Toews presented the first quarter fiscal update, which covers the period from April to June 2019, during a news conference in Edmonton.

The update shows revenues for the quarter were $13.4 billion, which is almost identical to revenue for the same time period. Since the United Conservative Party has not yet tabled a budget, the party is comparing with data from the same time in 2018.

However, the province says debit continues to be an issue, noting operating expenses grew by $270 million and debt servicing increased $93 million.

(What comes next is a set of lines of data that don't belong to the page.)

PR #398, opened 2017-04-21
fix idle timeout handling on node with heartbeats=false

SimonWoolf:
https://github.com/ably/ably-js/pull/389 slightly broke idle timeout handling on node with heartbeats=false, not caught since realtime didn't act on that yet.

Not a blocker for realtime as heartbeats=false was previously disabled.

Will wait till realtime with heartbeats=false is on sandbox and this passes ci with that before merging.

### DIFF
--- a/common/lib/transport/comettransport.js
+++ b/common/lib/transport/comettransport.js
@@ -109,9 +109,7 @@ var CometTransport = (function() {
 					err = err || new ErrorInfo('Request cancelled', 80000, 400);
 				}
 				self.recvRequest = null;
-				if(this.maxIdleInterval) {
-					this.setIdleTimer();
-				}
+				self.onActivity();
 				if(err) {
 					if(err.code) {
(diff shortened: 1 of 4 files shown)


mattheworiordan:
@SimonWoolf does this mean if people are on old versions and we enable native heartbeats it may break?

paddybyers:
Native pings are already sent.

This change means that if your library explicitly says `?heartbeats=false` then you won't get protocol heartbeats. So we need to check that's ok with all libraries that currently do that. Apart from java, and nodejs, which others currently do that?

SimonWoolf:
> does this mean if people are on old versions and we enable native heartbeats it may break?

Nope, that's what I meant by `Not a blocker for realtime as heartbeats=false was previously disabled.` -- sorry if was unclear. (ie prior to this pr ably-js didn't send heartbeats=false even for node, as we were being cautious)

SimonWoolf:
Merged as 90cabd3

“This Q1 report shows just how much work is needed to get Alberta back on track,” Toews said in a statement. “Compared to Q1 last year, we are now paying an additional $93 million on debt servicing instead of on programs and services for Albertans. Burdened with cost pressures and compounding debt left by previous governments, we have to find ways to exercise restraint.”

Jim Groom, a political science instructor at Medicine Hat College, says the fiscal update offered hints budget cuts could be coming this fall when a budget is tabled.

“They’ve given the marching orders to the MacKinnon committee that they can’t raise taxes, and we can’t raise the deficit, so I would have to think that cutting is the next step, and the public sector is the next step that would be cut,” he said, referring to the Blue Ribbon Panel led by Janice MacKinnon examining the province’s finances.

Groom says the cuts, if they happened, would be felt everywhere, including Medicine Hat.

“There would be a direct impact on the public sector that’s in Medicine Hat, I think,” he said, noting more specifics would be known when the budget is tabled.

Health and Education are normally the two largest sections of the provincial budget, and Groom speculates those areas would most likely receive cuts.

“Everybody will be tightening the belt, and they’ll be using the Ralph Klein approach that they did in the 90S, where maybe just across the board, they’ll just do a general cut, and let the organizations decide how they’re going to work within that budget,” he said. “Or they may come out and be a little bit more specific, and say, we want to cut this program, and that program because it’s not affordable at this time.”

Groom says Albertans should not expect the province to table its budget until after the federal election in October.